PR #1977, opened 2022-11-18
`explicit-length-check`: Ignore `.length || number`

### LINKED ISSUE #1933: `explicit-length-check` rule should not be triggered when length is part of a numeric expression
The `explicit-length-check` rule is getting triggered in the following context where the length is actually being used for it's numeric value rather than as a boolean.  Telling the user to convert it to a logical comparison expression is not appropriate.

CleanShot 2022-10-21 at 15 41 12@2x

`explicit-length-check`

```js
  const x = [1,2].length || 1;
```

CleanShot 2022-10-21 at 15 44 20@2x

fisker:
Fixes #1933

Ideally, we should only ignore when right side is a number, but not sure worth the effort.


sindresorhus:
> Ideally, we should only ignore when right side is a number, but not sure worth the effort.

Can't we just place a simple `isLiteralNumber(…) || !isLiteral(…)` check in there?

sindresorhus:
> Can't we just place a simple isLiteralNumber(…) || !isLiteral(…) check in there?

If this is too difficult, I'm happy to just open an issue for that as a future improvement.

yoyo837:
Hello, Why is this still in draft?

fisker:
I haven't got time to finish it. Will back to this soon.

fisker:
Added check, only ignores when `|| number`. Sorry for the long delay.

**EXERCISE PROMPT:** The answer consists of the lines above that include the word "expression", each copied exactly.

**EXERCISE OUTPUT:**
### LINKED ISSUE #1933: `explicit-length-check` rule should not be triggered when length is part of a numeric expression
The `explicit-length-check` rule is getting triggered in the following context where the length is actually being used for it's numeric value rather than as a boolean.  Telling the user to convert it to a logical comparison expression is not appropriate.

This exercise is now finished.